(Saved entries)
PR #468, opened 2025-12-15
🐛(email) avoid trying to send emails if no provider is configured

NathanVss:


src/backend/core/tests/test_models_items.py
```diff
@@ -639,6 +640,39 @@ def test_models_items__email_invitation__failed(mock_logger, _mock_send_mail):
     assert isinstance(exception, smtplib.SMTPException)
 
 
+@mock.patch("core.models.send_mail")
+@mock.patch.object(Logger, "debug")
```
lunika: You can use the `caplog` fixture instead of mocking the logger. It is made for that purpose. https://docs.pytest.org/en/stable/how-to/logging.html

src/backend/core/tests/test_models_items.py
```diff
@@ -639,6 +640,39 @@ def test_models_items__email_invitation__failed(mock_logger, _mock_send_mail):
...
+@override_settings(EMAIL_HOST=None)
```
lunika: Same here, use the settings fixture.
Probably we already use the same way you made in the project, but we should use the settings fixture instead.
==
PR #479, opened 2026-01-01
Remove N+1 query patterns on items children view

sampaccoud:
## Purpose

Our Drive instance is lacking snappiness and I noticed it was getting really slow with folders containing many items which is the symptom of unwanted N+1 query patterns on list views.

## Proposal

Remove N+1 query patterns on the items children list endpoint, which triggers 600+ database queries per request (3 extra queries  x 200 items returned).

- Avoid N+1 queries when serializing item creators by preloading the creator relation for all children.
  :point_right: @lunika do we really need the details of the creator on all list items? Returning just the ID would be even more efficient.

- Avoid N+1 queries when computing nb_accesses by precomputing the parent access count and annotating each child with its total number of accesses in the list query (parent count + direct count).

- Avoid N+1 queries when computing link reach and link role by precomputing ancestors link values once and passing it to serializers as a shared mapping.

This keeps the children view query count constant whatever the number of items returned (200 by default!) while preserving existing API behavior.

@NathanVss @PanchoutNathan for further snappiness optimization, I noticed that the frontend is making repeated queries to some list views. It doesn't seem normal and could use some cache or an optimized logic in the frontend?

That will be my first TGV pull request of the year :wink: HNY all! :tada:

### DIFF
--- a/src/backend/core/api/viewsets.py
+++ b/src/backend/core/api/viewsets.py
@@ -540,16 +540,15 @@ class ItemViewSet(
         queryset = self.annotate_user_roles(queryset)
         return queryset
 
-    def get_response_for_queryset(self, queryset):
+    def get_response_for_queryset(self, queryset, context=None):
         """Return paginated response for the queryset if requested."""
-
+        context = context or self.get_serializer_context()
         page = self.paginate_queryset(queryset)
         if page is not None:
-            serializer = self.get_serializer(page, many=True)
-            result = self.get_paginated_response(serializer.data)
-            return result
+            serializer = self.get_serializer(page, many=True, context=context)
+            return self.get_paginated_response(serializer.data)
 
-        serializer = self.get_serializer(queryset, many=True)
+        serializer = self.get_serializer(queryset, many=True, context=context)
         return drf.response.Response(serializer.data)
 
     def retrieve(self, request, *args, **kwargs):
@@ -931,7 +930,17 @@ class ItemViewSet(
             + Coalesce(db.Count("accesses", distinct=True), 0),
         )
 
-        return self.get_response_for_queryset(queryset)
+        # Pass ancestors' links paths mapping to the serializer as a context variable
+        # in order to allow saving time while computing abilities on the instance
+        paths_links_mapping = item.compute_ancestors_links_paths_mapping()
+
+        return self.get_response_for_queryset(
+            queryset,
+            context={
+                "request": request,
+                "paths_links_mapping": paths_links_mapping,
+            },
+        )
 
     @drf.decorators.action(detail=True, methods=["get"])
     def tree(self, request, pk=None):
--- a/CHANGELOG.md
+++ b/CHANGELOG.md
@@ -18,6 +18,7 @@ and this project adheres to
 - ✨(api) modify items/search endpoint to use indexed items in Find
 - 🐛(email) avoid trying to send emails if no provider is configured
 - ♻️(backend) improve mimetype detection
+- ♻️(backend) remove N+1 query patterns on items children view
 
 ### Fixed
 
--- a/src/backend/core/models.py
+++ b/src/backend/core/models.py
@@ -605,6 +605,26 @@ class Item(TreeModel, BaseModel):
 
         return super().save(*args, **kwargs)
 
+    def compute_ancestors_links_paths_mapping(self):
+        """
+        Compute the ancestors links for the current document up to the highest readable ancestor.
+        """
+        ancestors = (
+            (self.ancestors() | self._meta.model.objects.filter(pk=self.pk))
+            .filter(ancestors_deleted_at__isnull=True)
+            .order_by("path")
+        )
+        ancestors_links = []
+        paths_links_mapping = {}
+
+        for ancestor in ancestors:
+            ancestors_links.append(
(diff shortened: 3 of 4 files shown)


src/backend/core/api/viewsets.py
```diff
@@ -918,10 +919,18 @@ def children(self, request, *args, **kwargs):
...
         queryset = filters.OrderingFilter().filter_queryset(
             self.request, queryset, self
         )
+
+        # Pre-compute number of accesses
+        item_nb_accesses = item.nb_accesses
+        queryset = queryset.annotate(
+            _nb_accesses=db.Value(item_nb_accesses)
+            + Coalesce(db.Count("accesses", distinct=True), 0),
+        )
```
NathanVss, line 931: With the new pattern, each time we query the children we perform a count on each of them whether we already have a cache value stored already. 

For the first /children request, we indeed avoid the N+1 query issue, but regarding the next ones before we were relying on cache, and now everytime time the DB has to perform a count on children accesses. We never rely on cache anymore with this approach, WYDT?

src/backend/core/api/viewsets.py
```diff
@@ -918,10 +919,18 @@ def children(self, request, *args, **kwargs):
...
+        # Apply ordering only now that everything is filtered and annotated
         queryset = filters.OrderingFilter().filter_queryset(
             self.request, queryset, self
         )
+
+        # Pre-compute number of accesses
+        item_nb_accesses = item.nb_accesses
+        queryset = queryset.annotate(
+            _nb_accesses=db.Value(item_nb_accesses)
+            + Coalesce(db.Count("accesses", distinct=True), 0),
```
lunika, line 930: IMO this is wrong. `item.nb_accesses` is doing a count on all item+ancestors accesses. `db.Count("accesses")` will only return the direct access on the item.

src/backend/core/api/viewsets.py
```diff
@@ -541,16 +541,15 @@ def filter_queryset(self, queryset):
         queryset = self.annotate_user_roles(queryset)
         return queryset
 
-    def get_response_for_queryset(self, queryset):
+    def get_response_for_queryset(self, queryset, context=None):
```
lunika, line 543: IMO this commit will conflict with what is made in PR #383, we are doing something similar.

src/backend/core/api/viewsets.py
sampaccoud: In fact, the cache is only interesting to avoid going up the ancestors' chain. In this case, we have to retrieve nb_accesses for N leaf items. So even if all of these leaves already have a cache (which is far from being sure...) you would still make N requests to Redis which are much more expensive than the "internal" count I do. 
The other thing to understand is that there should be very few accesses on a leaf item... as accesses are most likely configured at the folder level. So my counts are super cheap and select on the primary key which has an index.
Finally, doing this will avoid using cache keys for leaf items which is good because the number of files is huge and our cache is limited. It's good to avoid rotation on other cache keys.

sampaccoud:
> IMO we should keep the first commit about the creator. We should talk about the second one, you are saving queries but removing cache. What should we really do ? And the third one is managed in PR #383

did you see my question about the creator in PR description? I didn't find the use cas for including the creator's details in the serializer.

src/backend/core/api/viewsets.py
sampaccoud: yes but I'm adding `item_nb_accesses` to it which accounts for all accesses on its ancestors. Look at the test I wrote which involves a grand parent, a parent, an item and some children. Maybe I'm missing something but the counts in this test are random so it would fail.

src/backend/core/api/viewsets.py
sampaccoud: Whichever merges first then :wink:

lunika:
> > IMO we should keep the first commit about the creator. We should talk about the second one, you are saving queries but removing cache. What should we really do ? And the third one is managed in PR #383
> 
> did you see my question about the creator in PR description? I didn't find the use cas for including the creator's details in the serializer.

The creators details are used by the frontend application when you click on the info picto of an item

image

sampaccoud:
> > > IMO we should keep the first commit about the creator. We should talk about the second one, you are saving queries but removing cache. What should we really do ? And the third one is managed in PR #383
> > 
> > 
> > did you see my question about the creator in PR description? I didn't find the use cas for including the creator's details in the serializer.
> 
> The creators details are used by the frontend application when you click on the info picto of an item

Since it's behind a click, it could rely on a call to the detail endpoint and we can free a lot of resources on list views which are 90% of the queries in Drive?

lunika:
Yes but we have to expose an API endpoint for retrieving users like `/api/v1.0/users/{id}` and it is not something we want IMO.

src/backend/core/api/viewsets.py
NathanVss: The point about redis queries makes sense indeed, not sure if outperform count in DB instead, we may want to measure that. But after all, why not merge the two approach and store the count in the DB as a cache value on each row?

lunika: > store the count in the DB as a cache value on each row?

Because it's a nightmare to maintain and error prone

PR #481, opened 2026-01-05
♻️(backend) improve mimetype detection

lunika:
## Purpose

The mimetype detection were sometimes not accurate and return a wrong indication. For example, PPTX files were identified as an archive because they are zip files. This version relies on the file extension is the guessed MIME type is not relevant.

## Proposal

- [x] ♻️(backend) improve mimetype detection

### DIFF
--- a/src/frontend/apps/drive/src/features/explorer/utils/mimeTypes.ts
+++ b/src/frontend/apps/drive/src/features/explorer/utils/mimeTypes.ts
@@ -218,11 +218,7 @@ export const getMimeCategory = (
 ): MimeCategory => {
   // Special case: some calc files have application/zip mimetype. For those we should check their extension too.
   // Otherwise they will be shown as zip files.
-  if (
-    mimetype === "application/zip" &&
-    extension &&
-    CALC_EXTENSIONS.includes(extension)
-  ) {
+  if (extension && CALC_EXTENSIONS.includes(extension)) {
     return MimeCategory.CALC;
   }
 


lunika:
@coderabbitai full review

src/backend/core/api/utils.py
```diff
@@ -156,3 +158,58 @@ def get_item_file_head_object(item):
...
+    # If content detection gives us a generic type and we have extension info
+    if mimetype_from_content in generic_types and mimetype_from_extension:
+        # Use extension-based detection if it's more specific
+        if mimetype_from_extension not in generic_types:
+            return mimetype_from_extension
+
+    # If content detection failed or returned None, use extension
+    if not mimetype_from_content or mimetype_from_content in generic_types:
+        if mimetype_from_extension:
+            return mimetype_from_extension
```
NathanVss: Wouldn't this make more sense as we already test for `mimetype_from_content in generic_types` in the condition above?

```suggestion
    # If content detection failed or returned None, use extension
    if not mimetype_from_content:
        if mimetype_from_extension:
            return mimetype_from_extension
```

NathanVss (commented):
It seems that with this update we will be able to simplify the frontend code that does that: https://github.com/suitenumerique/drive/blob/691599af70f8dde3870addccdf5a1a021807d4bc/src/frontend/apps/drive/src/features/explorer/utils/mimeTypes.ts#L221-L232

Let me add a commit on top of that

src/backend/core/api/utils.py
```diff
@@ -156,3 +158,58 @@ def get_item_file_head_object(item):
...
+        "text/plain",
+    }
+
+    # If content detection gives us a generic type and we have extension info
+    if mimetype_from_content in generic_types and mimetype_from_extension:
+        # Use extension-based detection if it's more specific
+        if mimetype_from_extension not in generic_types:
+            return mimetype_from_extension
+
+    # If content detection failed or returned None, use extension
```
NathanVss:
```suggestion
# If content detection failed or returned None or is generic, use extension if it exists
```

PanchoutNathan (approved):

What to produce:
Going through the entries above, report how many lines include the string "direct". The number alone is the answer.

Completed exercise:
2